Exhibition | Quantum Drawing Workshop with Paul Thomas

The Quantum Drawing Day workshop was part of the Design Informatics Research Webinar series. You can re-watch all recorded webinars on Vimeo: vimeo.com/showcase/7608320

Exhibition details

Inspace City Screen at Potterrow in Edinburgh
from Monday, 22 November to Friday, 3 December 2021

The Quantum Drawing workshop was designed by Honorary Professor Paul Thomas to benefit scientists, physicists, artists and designers. In the workshop, the participants explored via drawing concepts of John Bell’s 1964 provocation, to try and capture reality in the act of happening. Bell’s theorem was designed to prove or disprove the fundamental concept of quantum mechanics.

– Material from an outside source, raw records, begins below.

PR #121, opened 2021-07-08
scaleBar: Fixes for locales and using decimals or commas as separator

nnhubbard:
This is an additional fix for https://github.com/maplibre/maplibre-gl-native/pull/120 that will take into account the users current local to check if it supports metric and then provide fallbacks.


roblabs (approved):
Thanks for the PR.  Looks like it will test out properly.  Out of scope for this PR, but it would be nice to add Automated UI testing that exhibits this change.  Great work, @nnhubbard

PR #122, opened 2021-07-09
Align remote and local glyph baselines

honjo2:
The baseline of the remote glyph and the local glyph are out of alignment.
glyph1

Watch the Quantum Drawing Workshop showreel

The Quantum Drawing workshop draws an analogous relationship with probability and uncertainty prevalent in science where the observer affects what is observed. The workshop questions the role of the observer influencing what is seen and experienced whilst measuring the world through drawn marks. By the act of drawing, the participants will question their roles in observing and measuring the world.

Watch the full Quantum Drawing Workshop

About Paul Thomas

Paul Thomas is an Honorary Professor University of New South Wales, Sydney: Art and Design is the coordinator of the Studio for Transdisciplinary Art Research (STAR) as well as the Chair of the Transdisciplinary Imaging Conference series 2010-2020. In 2000 He instigated and was the founding Director of the Biennale of Electronic Arts Perth 2002, 2004 and 2007. As an artist, he is a pioneer of transdisciplinary art practice. His practice-led research takes not only inspiration from nanoscience and quantum theory, but actually operates there, currently exploring concepts of visualising the liminal space between the classical and quantum world. My current practice-led research projects have been based on working with a scientist developing the artworks ‘Quantum Chaos and Quantum Consciousness’. These artworks were based on experiments done in collaboration with Professor Andrea Morello, Centre for Quantum Computation and Communication Technology, UNSW.

Thomas’s current publication Quantum Art and Uncertainty, (2018) and Nanoart: The Immateriality of Art, (2013) are based on the concept that at the core of both art and science we find the twin forces of probability and uncertainty.